These arrangements are similar to those contemplated in PTEs 93-33
and 97-11. However, Fidelity does not believe that the arrangement
described in its application falls within the relief provided by PTEs
93-33 or 97-11 because its arrangement involves the payment of enhanced
rates of interest on deposits or the charging of reduced rates of
interest on loans would constitute ``the receipt of services at reduced
or no cost'' within the meaning of the class exemptions.\11\ In
addition, Fidelity requests exemptive relief to permit plans that are
outside the term ``IRA'' as defined in PTEs 93-33 and 97-11, to engage
in the covered transactions.
---------------------------------------------------------------------------
\11\ In this regard, both of the Class Exemptions define the
term ``service'' to include incidental products of a de minimus
value which are directly related to the provision of services
covered by the exemption. It is noted that in footnote 26 of the
Summary of Facts and Representations related to a recently proposed
exemption sought by Citigroup, Inc. (Application No. D-11417, 72 FR
207, p 60905 (Oct. 26, 2007)), the Department indicated that
offering a higher interest rate on investments and other benefits
could fall within the Class Exemptions. Fidelity does not believe it
can reasonably rely on this notation and requests this exemption.
---------------------------------------------------------------------------
4. The transaction covered by the proposed exemption would apply to
a plan sponsored by Fidelity or a plan to which Fidelity maintains
custody of its assets, and is an IRA or other savings account as
described in section III(c) of the exemption, or a Keogh Plan described
in section III(d) of the exemption. Under section III(c) of the
exemption, the term IRA or other savings account is defined as IRAs
described in section 408(a) of the Code, Individual Retirement
Annuities described in section 408(b) of the Code, Archer Medical
Savings Accounts described in section 220(d) of the Code, health
savings accounts described in section 223(d) of the Code, Coverdell
education savings account described in section 530 of the Code.

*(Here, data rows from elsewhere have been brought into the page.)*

PR #2672, opened 2021-03-31
fix 2655 bookie will be down (out of memory), when there are a lots of ledgers under /ledgers/underreplication/ledgers to replication

baomingyu:

### Motivation

In some exception branch, lh is not be unregister from listener,  so I make this change.

### Changes
`if (rc != BKException.Code.OK) {`
`                        if (lh != null && !doRecovery) {`
`                            bk.getClientCtx().getLedgerManager()`
`                                    .unregisterLedgerMetadataListener(ledgerId, lh);`
`                        }`
`                        openComplete(bk.getReturnRc(BKException.Code.ReadException), null);`
`                    }`

### DIFF
--- a/bookkeeper-server/src/main/java/org/apache/bookkeeper/client/LedgerOpenOp.java
+++ b/bookkeeper-server/src/main/java/org/apache/bookkeeper/client/LedgerOpenOp.java
@@ -212,6 +212,10 @@ class LedgerOpenOp {
                 public void readLastConfirmedComplete(int rc,
                         long lastConfirmed, Object ctx) {
                     if (rc != BKException.Code.OK) {
+                        if (lh != null && !doRecovery) {
+                            bk.getClientCtx().getLedgerManager()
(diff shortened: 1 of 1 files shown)


eolivelli (changes requested):
thanks for providing your fix.
The fix makes sense to me.

From my point of view it is hard to see how this fix is related to the original problem.
do you have any log, memory dump... or any other hint that points into this direction ?

baomingyu:
> thanks for providing your fix.
> The fix makes sense to me.
> 
> From my point of view it is hard to see how this fix is related to the original problem.
> do you have any log, memory dump... or any other hint that points into this direction ?

This scene is realy hard to see, In my scene , I change  3 3 2 to 2 2 2  , and replicaiton will mark this scene .

my dump file in mat
image

StevenLuMT:

shoothzj:
@baomingyu Thanks for your contribution, could you please update this PR?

However, the relief provided by the exemption, if granted, does not
apply to an IRA that is an employee benefit plan that is covered by
Title I of ERISA except for those IRAs that are part of a Simplified
Employee Pension (SEP) described in section 408(k) of the Code or a
Simple Retirement Account described in section 408(p) of the Code which
provides participants with the unrestricted authority to transfer their
balances to IRAs or Simple Retirement Accounts sponsored by different
financial institutions.
Under section III(d), the term Keogh means a pension, profit-
sharing or stock bonus plan qualified under Code section 401(a) and
exempt from taxation under Code section 501(a) under which some or all
of the participants are employees described in section 401(c) of the
Code. The relief provided by the exemption, if granted, does not apply
to a Keogh Plan which is an employee benefit plan covered by Title I of
ERISA.
Fidelity proposes to take into account the Account Value of the
assets of Covered Plans of a customer or Family Members in calculating
a customer's eligibility to receive Tiered Interest Products. In
addition to situations in which the customer establishes the Covered
Plan with Fidelity, Fidelity requests that the exemption permit
Fidelity to take into account the Account Value of a Covered Plan that
is established with an unrelated bank or broker-dealer, and is
custodied with Fidelity. For example, an individual may establish an
IRA with a broker-dealer that is unaffiliated with Fidelity under an
arrangement which specifies that Fidelity will act as clearing broker
for the account and will have custody of assets of the IRA. In such a
case, the IRA and IRA owner may not be in privity of contract with
Fidelity, but, under its agreement with the unaffiliated broker-dealer,
Fidelity would be providing services to the IRA. Fidelity represents
that disclosures provided to the IRA owner made by the unaffiliated
broker would clearly specify the arrangement that services are being
provided by Fidelity. Further, Fidelity's records would identify each
such IRA and indicate that such brokerage and custodial services are
being performed for the benefit of such IRA. Fidelity states there
would be a significant relationship between Fidelity and the IRA. Such
arrangements would operate under the exemption as arrangements
involving those Covered Plans that are established directly with
Fidelity.
5. According to Fidelity, offering tiered interest rate
arrangements to customers who have a variety of relationships with a
financial institution, have become a standard practice. Under a tiered
interest rate arrangement, the total amount of all of the relationships
that the individual and his or her eligible family members have with
the financial institution is determined, and the rate of interest paid
with respect to the individual's investment in any specified interest-
bearing product (e.g., a CD or other deposit, or a free credit balance
arrangement) will increase, at certain breakpoints, based on that total
amount. The relationships taken into account in determining that total
amount may include, for example, trust, custody, or brokerage accounts
with the institution, loans borrowed from the institution, or bank
deposits with the institution.
Fidelity offers the following example of a tiered arrangement: (a)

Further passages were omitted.